What can you do with $4 billion? Perhaps you will buy football clubs. With that sort of money, you can become the owner of multiple elite clubs in Europe. Or you may want to spend that money on a nice house, producing Hollywood movies and spend the rest of your life on vacation on the beach of Ibiza. Maybe you want to run for the 2020 US election and $4 billion will certainly help you to become the next POTUS. Well, PayPal didn’t think like that. That’s because PayPal has bought up Honey, the sponsor of multiple Linus Tech Tips videos, in a deal worth $4 billion.

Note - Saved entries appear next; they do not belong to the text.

PR #252, opened 2024-03-07
feat: added a check to prevent zero amount transfers

Foivos:


contracts/InterchainTokenService.sol
```diff
@@ -1048,6 +1048,7 @@ contract InterchainTokenService is
         string memory symbol,
         uint256 gasValue
     ) internal {
+        if (amount == 0) revert ZeroAmount();
```
milapsheth, line 1051:
```suggestion
        if (amount == 0) revert ZeroAmount();

```

milapsheth, line 1051: add test coverage from different interchainTransfer methods

re1ro: ⬆️

milapsheth (approved):

PR #266, opened 2024-07-26
feat: try some different ways to reduce its code size

Foivos:


milapsheth:
closing the PR, can be used for reference in the future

Another identity of Honey is that it’s a popular money-saving service. It’s basically a web browser extension and tracks promo codes to save money for the consumers. Honey is a master at what it does. It routinely tries all the suitable promo codes for the costumers during checkout then selects the one that gives the most savings and applies it on the behalf of the costumers. This helps the shoppers feel more contented with their purchases and reduces shopping cart relinquishment.
Why would a company like PayPal go and spend this amount of money for a browser extension? Because in the long run, it will profit the company in many folds. First of all, Honey has 17 million active monthly users and it’s an incredible number for a browser extension. Moreover, it works with more than 30,000 online stores of different sorts, according to the PayPal press release. The press release also stated that Honey had shown 100 million USD in annual revenue in 2018 alone. And the growth rate of this profit is staggering 100% annually. PayPal intends to add Honey’s technology to its product line, increasing its reach to PayPal’s 300 million users.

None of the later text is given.